I’m not suggesting there isn’t a place for machine learning. Before the hackathon, I believed after using additional techniques to quality control, and engineer features from the data, features could be successfully input into machine learning algorithms to generate useful insights. However the old ‘garbage in, garbage out’ law still applies, even in the near-magical world of ML. You can’t machine learn everything.
Continually try to prove yourself wrong
But you know what, deciding not to try something because you think it will fail is not smart thinking. That isn’t agile thinking. Smart businesses – and smart entrepreneurs for that matter – test their theories as soon as they catch themselves making any assumption about viability. They set up a short project to try to prove the opposite of what they instinctively believe. In other words, as a smart business or smart entrepreneur you continually try to prove yourself wrong.
Think about it: it’s much cheaper and less risky to discover up front that your assumption is wrong. The alternative would be to continue along in blissful ignorance, only realising your error after having your business idea side-swiped by someone who didn’t hold your built-in biases – likely after serious investment in time and money.
And so we took part in the ML hackathon. When I saw teams at the hackathon taking something of a naive approach: throwing raw data into generic algorithms provided by Google and others, I was initially put off. But we watched with open minds what other teams were trying, and we learned some things.
Standard image-feature extraction techniques that find faces in photos can actually find (obvious) traps and (obvious) faults in (synthetic) seismic images. They can do that with only a couple of days training, and only a few hundred data sets.
Open machine learning libraries allowed a team to train a neural net to create (simple) geological models from (synthetic) seismic, and create (synthetic) seismic from (simple) geological models. They can do that with only a couple of days training, and a few data sets.
So did throwing raw data at openly available ML algorithms completely fail? No, it didn’t. But can it replace human interpreters today? Well, no. Not after only two days of training, and certainly not by only looking at a couple of hundred data sets.
But in time, with enough data, maybe machine learning could replace human interpreters. Outside the hackathon environment time is much less of a constraint, so we could easily solve the problem of limited training time. But limited training data? That could be the rub.
In time… maybe machine learning could replace human interpreters
If we want to be able to detect changes in reservoirs via seismic data as easily as Google can find pictures of cats, it follows that we’re going to need to train our models with as many seismic images as Google has pictures of cats.
I just found over 2 billion cat images on Google in 0.81 seconds. That equates to an awful lot of seismic images.
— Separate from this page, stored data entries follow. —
PR #123, opened 2019-03-16
Add missing Math filters

hishamco:
According to the [Liquid docs](https://help.shopify.com/en/themes/liquid/filters/math-filters), I think we missed the top 3 math filters: `abs`, `at_least` and `at_most`. This PR is to add them to the `NumberFilters`

### DIFF
--- a/Fluid/Filters/NumberFilters.cs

So how are we going to arrange that? In the case of super majors doing this work themselves, with access to vast amounts of data, maybe this could be viable. But for most of us – including universities and research institutes – it will be very difficult to take part in the model training experiment without some major changes to how we share data.
More fundamentally – should we be using supervised ML image processing techniques on seismic data at all? The hackathon teams chose this as an easy-entry, ‘low-hanging fruit’ approach to using existing ML libraries on subsurface data. They replicated the old workflow of interpreting seismic sections visually and detecting structural features.
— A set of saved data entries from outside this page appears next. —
Issue #106, opened 2019-06-18
Avoid writing (then reading) JSON form at the start of `SDA_query`


bocinsky:
Currently, the `SDA_query` function writes a JSON form to a temporary file, then reads the form as part of the `httr::POST` request. Instead, we can just define the query within the request:
```{r}
  # submit request
  r <- httr::POST(url = "https://sdmdataaccess.sc.egov.usda.gov/tabular/post.rest",
                  body = list(query = q,
                              format = "JSON+COLUMNNAME"),
                  encode = "form")
```

dylanbeaudette:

How can machine learning deliver an adequate answer if even the experts can’t agree?
Remember the old joke about the five geoscientists looking at the same seismic section? How many interpretations will there be? At least six, right? That implies supervised ML might not be the best approach: how can machine learning deliver an adequate answer if even the experts can’t agree on the interpretation? Perhaps the way forward is to stop turning seismic survey data into images for humans to visually interpret. Would a better route be to apply machine learning to (as raw as possible) measurement data?
As is often the way these days, there doesn’t seem to be one single answer – just a load more questions… I’m off to look at some more cat pics while I think about it.